*** Block opens ***

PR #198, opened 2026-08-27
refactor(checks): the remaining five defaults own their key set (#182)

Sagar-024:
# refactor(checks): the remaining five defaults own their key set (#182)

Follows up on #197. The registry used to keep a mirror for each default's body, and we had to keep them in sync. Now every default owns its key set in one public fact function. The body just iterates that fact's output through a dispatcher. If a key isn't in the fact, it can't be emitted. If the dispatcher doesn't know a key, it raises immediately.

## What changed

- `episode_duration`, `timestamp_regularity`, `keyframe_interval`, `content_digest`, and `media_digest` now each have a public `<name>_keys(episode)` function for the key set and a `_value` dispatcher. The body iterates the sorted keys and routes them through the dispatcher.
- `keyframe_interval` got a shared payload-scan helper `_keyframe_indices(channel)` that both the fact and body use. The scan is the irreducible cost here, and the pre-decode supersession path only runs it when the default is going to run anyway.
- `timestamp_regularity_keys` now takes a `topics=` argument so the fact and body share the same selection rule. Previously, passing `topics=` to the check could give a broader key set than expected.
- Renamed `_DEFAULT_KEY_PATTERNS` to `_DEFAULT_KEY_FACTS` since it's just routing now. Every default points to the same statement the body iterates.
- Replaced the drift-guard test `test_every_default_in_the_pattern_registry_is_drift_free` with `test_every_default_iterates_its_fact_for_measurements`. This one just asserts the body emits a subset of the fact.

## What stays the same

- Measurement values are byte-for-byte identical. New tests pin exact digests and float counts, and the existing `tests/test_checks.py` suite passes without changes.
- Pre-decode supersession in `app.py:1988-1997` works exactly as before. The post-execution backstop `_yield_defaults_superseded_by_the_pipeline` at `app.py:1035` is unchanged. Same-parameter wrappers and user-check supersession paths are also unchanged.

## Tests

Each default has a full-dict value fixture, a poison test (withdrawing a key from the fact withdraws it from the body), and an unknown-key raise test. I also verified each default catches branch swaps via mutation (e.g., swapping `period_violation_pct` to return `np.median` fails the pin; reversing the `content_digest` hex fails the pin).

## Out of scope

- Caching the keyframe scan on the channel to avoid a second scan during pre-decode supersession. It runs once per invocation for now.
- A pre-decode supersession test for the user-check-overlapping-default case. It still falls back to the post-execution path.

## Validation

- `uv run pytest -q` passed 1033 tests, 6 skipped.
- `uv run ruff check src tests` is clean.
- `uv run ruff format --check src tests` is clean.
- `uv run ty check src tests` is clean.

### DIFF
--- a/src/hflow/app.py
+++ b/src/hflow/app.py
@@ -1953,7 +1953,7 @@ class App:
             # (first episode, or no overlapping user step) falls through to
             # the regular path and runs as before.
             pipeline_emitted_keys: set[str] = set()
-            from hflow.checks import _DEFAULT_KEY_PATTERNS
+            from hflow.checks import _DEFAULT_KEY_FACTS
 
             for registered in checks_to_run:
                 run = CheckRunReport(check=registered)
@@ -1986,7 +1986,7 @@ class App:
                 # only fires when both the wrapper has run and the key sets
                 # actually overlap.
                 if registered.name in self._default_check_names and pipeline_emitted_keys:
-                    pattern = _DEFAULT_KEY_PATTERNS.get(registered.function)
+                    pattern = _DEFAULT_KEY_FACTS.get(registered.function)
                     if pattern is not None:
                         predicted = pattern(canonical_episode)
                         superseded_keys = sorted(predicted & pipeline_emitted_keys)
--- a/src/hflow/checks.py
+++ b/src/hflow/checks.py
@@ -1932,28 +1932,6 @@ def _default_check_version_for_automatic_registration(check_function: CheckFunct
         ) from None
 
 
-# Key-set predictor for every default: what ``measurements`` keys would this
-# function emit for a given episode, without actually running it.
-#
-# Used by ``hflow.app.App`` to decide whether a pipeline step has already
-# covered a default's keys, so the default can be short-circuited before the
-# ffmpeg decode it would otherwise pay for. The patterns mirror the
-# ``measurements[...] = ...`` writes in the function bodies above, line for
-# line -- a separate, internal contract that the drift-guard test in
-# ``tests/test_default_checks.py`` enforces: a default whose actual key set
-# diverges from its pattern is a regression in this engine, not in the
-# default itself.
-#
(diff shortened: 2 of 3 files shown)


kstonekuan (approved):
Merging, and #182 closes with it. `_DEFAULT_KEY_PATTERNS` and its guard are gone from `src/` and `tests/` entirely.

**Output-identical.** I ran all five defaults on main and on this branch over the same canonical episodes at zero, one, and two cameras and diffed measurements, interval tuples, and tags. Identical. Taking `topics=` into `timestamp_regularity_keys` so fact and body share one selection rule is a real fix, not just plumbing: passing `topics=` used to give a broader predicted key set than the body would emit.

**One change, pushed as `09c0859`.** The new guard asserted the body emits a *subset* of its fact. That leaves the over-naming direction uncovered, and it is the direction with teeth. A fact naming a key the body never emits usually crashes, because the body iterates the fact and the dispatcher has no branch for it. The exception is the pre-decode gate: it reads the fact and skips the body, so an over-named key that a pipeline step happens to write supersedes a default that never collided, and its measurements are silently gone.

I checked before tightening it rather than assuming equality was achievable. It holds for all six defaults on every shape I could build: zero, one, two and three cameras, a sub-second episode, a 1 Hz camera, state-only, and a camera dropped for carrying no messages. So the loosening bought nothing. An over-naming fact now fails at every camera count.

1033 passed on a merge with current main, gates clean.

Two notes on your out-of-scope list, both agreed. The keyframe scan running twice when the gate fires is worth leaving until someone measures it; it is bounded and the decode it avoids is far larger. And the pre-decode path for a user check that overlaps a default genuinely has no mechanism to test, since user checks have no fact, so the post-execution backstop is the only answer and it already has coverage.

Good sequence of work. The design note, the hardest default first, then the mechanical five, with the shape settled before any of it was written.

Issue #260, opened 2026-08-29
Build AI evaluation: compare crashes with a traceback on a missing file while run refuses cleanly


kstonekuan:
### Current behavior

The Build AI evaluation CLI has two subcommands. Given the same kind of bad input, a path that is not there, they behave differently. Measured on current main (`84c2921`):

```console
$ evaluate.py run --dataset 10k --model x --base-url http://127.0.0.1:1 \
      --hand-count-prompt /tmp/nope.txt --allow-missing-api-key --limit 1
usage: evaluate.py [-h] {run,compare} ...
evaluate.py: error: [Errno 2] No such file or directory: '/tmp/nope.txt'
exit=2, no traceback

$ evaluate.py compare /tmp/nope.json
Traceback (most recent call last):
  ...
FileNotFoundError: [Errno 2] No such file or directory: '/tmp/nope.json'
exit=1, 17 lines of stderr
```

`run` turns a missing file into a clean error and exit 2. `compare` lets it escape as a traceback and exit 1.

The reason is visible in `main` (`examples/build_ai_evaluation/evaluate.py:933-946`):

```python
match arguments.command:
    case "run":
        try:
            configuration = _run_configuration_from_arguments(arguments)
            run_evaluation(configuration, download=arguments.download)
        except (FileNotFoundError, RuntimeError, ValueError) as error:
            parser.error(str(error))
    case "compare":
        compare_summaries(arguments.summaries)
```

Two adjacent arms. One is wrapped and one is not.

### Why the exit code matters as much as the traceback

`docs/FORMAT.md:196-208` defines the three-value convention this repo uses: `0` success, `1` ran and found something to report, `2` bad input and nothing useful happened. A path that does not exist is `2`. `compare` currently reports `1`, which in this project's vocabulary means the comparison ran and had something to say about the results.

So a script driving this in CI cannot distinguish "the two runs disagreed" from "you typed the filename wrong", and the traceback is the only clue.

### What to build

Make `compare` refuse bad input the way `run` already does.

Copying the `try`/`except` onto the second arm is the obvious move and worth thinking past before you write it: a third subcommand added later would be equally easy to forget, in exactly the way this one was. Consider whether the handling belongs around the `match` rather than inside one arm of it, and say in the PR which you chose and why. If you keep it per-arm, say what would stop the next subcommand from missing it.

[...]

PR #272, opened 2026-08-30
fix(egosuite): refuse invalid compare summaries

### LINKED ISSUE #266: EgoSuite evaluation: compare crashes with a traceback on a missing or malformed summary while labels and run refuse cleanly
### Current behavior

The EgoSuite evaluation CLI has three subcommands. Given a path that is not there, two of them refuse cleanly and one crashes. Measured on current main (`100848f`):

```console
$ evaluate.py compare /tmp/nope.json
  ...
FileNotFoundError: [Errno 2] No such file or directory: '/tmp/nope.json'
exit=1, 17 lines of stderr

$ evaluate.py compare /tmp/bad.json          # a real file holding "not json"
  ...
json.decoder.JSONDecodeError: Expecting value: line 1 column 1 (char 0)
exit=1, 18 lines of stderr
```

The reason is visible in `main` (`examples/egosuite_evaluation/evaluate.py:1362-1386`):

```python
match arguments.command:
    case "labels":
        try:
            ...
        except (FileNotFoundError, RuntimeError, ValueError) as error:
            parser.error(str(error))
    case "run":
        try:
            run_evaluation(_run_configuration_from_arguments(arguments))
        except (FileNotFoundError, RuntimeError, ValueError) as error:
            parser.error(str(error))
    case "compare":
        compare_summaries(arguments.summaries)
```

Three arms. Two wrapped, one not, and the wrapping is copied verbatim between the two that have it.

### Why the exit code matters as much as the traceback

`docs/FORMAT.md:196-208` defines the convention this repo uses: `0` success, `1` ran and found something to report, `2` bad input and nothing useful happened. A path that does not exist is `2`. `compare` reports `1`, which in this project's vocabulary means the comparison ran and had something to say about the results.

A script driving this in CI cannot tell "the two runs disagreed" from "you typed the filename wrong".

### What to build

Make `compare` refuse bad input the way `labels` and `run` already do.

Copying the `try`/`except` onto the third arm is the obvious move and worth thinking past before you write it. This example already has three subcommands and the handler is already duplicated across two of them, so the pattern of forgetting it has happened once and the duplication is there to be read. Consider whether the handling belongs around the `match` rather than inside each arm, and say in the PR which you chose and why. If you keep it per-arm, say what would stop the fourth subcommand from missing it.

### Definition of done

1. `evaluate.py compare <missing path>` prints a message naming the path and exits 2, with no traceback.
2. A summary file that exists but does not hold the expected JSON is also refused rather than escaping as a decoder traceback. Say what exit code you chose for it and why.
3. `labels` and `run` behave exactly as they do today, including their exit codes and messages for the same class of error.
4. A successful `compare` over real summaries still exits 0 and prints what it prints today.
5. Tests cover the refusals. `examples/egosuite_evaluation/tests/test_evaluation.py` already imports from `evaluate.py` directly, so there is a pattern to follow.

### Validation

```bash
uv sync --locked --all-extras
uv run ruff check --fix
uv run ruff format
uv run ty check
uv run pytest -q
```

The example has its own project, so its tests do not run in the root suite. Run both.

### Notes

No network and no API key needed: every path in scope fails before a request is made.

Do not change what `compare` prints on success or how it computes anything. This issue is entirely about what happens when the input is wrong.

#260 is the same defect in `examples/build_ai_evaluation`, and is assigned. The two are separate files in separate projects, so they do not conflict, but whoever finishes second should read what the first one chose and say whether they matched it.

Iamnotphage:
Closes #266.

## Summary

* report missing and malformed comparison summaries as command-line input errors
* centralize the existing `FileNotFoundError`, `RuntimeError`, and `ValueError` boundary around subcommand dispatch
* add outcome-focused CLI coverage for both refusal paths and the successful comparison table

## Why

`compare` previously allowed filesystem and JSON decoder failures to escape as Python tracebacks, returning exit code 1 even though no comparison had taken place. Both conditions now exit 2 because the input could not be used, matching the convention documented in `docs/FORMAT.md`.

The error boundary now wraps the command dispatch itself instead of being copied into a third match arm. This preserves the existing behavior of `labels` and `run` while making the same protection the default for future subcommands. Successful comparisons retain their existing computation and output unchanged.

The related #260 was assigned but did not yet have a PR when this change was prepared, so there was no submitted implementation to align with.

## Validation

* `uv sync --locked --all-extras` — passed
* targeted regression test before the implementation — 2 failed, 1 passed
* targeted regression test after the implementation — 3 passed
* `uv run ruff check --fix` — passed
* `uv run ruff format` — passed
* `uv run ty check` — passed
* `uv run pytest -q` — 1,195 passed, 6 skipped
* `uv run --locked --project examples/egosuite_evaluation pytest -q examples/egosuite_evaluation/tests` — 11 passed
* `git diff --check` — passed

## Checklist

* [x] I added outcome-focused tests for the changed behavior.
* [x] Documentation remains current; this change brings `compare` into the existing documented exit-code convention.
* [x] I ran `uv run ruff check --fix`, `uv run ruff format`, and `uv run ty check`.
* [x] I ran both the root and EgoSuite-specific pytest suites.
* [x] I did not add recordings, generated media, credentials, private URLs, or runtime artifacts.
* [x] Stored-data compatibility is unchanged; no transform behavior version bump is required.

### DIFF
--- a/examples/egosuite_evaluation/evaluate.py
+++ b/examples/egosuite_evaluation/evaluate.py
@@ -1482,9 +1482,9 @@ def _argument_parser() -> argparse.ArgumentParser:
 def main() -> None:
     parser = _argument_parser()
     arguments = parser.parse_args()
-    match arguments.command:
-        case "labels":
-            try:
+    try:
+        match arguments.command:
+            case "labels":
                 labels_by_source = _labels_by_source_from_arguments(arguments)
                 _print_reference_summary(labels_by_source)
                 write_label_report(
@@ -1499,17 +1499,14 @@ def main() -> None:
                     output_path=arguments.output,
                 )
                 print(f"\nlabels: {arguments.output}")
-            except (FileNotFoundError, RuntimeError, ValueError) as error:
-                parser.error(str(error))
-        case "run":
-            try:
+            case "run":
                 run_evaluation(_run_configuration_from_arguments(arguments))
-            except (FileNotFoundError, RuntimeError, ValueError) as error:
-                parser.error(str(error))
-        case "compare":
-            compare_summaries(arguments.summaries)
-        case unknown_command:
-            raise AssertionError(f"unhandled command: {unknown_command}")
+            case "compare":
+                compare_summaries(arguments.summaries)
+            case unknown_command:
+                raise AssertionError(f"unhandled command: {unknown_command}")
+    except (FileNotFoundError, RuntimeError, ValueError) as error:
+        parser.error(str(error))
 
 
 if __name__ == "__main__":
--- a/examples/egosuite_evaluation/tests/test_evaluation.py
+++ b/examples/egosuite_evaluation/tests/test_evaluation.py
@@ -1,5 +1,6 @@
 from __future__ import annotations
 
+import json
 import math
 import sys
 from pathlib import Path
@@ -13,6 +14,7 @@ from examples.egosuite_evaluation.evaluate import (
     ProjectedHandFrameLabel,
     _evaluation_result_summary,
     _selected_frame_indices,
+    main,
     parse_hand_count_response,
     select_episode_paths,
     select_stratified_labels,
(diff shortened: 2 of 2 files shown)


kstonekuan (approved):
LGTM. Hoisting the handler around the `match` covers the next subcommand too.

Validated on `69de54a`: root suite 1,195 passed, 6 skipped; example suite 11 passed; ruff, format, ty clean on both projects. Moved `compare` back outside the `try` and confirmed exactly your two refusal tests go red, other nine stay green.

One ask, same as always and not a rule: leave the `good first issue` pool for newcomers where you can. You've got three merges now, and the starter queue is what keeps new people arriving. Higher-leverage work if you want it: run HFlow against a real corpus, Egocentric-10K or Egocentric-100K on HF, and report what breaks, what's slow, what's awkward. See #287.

*** Block closes ***

Output, unchanged, the lines of the listing above from the first one through the one holding "## What stays the same". Leave out every line after it.

> Response to the task
PR #198, opened 2026-08-27
refactor(checks): the remaining five defaults own their key set (#182)

Sagar-024:
# refactor(checks): the remaining five defaults own their key set (#182)

Follows up on #197. The registry used to keep a mirror for each default's body, and we had to keep them in sync. Now every default owns its key set in one public fact function. The body just iterates that fact's output through a dispatcher. If a key isn't in the fact, it can't be emitted. If the dispatcher doesn't know a key, it raises immediately.

## What changed

- `episode_duration`, `timestamp_regularity`, `keyframe_interval`, `content_digest`, and `media_digest` now each have a public `<name>_keys(episode)` function for the key set and a `_value` dispatcher. The body iterates the sorted keys and routes them through the dispatcher.
- `keyframe_interval` got a shared payload-scan helper `_keyframe_indices(channel)` that both the fact and body use. The scan is the irreducible cost here, and the pre-decode supersession path only runs it when the default is going to run anyway.
- `timestamp_regularity_keys` now takes a `topics=` argument so the fact and body share the same selection rule. Previously, passing `topics=` to the check could give a broader key set than expected.
- Renamed `_DEFAULT_KEY_PATTERNS` to `_DEFAULT_KEY_FACTS` since it's just routing now. Every default points to the same statement the body iterates.
- Replaced the drift-guard test `test_every_default_in_the_pattern_registry_is_drift_free` with `test_every_default_iterates_its_fact_for_measurements`. This one just asserts the body emits a subset of the fact.

## What stays the same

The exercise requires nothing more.